The directory where data required for program functionality is stored. Currently, the only file merged to the repository is the dictionary of all tradeable items and their metadata. In the future, lists of item subclasses will be added here.

data/historical_wiki_data

The directory where .csv files of historical data for individual items are stored. Note that the merged table exists in the root of the ‘data’ directory.

Testing Functionality

Python Dependencies

In order to execute the program, you will need a working Python interpreter (>= 3.6) with a one non-standard library. You should already have an installed version of Python 3. From a terminal, you can check your version and interpreter location with:

python3 —version && which python3

MacOS

If the above command returns an error or a version less than 3.6.0, you can use homebrew to install a more recent version (for directions on installing homebrew, see here):

brew install python3
brew install pip3

Linux

Use your system’s package manager (apt-get, pacman, etc.) to install:

sudo pacman -S python python-pip

Package Dependencies

To execute the main program, the only necessary package to install is pandas.

To install, use the Python package manager pip3 (some systems may alias as simply pip):

sudo pip3 install pandas

Executing the Program

Currently, it is required to explicitly change the function call in main.py to any desired function from augur.py.
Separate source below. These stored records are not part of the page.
PR #1005, opened 2018-11-13
Add IsoDateTimeFromToRangeFilter (#1004)

jobec:
Add `IsoDateTimeFromToRangeFilter` similar to `DateTimeFromToRangeFilter`


jobec:
I only now see #1003 which is basically the same functionality as this pull request. 😊

Issue #1013, opened 2018-12-10
Meta.fields dict usage silently fails on declared filters


rpkilby:
The below is a simplified version of https://stackoverflow.com/q/53411473/1103124

```python
class MyModel(models.Model):
    name = models.CharField()


class CustomFilter(django_filters.FilterSet):
    value = django_filters.CharFilter(field_name="name")

    class Meta:
        model = MyModel
        fields = {
            'value': ['exact', 'iexact', 'contains', 'icontains', ...],
        }
```

In the above, the user has aliased the model's `name` field to `value`. They then try to generate additional filters against the parameter name instead of the underlying model name, but this fails silently. This should be raising `TypeError("'Meta.fields' contains fields that are not defined on this FilterSet: value")`.

The underlying issue is the check here:
https://github.com/carltongibson/django-filter/blob/15683cd14e0f20a0bed8abab3448b5789e78fc62/django_filters/filterset.py#L348

Since `value` is a declared filter, it's removed from the list. 

The "missing fields" handling should be reworked to "missing field/lookup expressions". I assume this code also silently fails for non-existent lookups such as `foo`.

----

One alternative solution would be to support #774. It would be possible to use the declared filter's attribute name and `field_name` as the basis for generating additional aliased filters, but I have a feeling this could be too magical/complex. e.g., would users expect the declared filter's arguments (e.g., `choices`) to be copied or not?

PaiAkshay998:
Ran into this myself yesterday. The docs seemed to imply the ```fields``` tag would be used solely in conjunction with ```models```.  I've closed my PR for now because now I'm not sure about the exact functionality that the ```fields``` keyword is supposed to bring in.

rpkilby:
Having a declared field in `Meta.fields` is acceptable. The issue is that an error should be raised when trying to use it to generate extra lookups.

PaiAkshay998:
Ah alright. Yeah that makes sense.

PaiAkshay998:
I've reopened my pr. Basically I've included an extra check for all fields other than the LookupChoiceFilter to check that if a field which is specified in ```Meta.fields``` also exists in declared fields, then make sure that the lookup expressions match; ie declaration of fields in both ```Meta.fields``` and the declare fields agree on the same lookup expressions for that field.

I'm not sure if this covers all possible cases as I'm not entirely familiar with the codebase yet. Any feedback would be greatly appreciated!

rpkilby:
A couple of updates: 
[...]

PR #1019, opened 2018-12-16
Prevent declared field to have additional lookups

PaiAkshay998:
I've included an extra check for all fields other than the LookupChoiceFilter to check that if a field which is specified in Meta.fields also exists in declared fields, then make sure that the lookup expressions match; ie declaration of fields in both Meta.fields and the declare fields agree on the same lookup expressions for that field.

I'm not sure if this covers all possible cases as I'm not entirely familiar with the codebase yet. Any feedback would be greatly appreciated! #1013

### DIFF
--- a/django_filters/filterset.py
+++ b/django_filters/filterset.py
@@ -22,6 +22,7 @@ from .filters import (
     DateTimeFilter,
     DurationFilter,
     Filter,
+    LookupChoiceFilter,
     ModelChoiceFilter,
     ModelMultipleChoiceFilter,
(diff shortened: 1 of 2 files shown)


PaiAkshay998:
@rpkilby Was wondering if this was still required?

rpkilby:
Hi @PaiAkshay998. You can close this. The issue isn't directly related to `LookupChoiceFilter` (although it happens to be used in the original SO question). I've opened #1061, which fixes this more generally.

From the directory osrs-augur, enter the following command to run:

python3 main.py

Moving Forward

  • Price Discrepancies - Third-party clients that give users plugins for extra UI functionality can collect information about what their users are trading. This means that they have some insight into the real intra-day prices and supply/demand that Jagex does not. There is potential to study the nature of price discrepancies between the official API and client-based plugins.
  • Visualization - Now that we have the ability to store historical GE data for any given items, it would be interesting to create some multivariate graphs for the time-series information accumulated.
  • Cloud Deployment - To reduce any manual database maintenance, it would be fairly easy to move the database construction step to a platform like AWS. The functionality in data.py could be tweaked to call the Wiki regularly for a subset of items and add those new rows to the full database in an S3 bucket or DynamoDB table. For intra-day pricing, the same setup applies, but would probably be stored in a separate storage object.
  • Improving Storage Design - Either transferring to a cloud storage object or possibly running a simple Postgres database in a Docker container may simplify development for the future, if the schema is unlikely to change. Also, writing the central table of historical data could be done more quickly by checking if an existing attribute is in the list of column headers, and then checking its final index that contains non-null price and volume values against the final index value of the other vector.
  • Volume Interpolation - This can get complicated quickly, but there is a lot of potential work that could be done interpolating missing volume data, as there are some consistent behaviors between items. Missing single entries between 2018 and 2020 can (and should) be estimated easily in a linear manner. Volume data must be collected at a lag by the Wiki, because for any given response it is missing in the final 5-10 rows. Finally, there may be other sources of data online to help approximate some volume information leading up to the official support in February of 2018.
  • Modeling - This is where I personally believe the bulk of work ought to be done for the project. Starting with fundamental statistical approaches before moving on to more recently explored ML approaches should be fun. Two ideas at the top of my list to implement are: marking signals for documented major events (game updates and patches, special event start and end dates), and investigating if there are any significant seasonality components to the value of particular item subsets. Forecasting performance and in-game profit are also two of the only ways I can quantify any sort of ‘success’ with the project.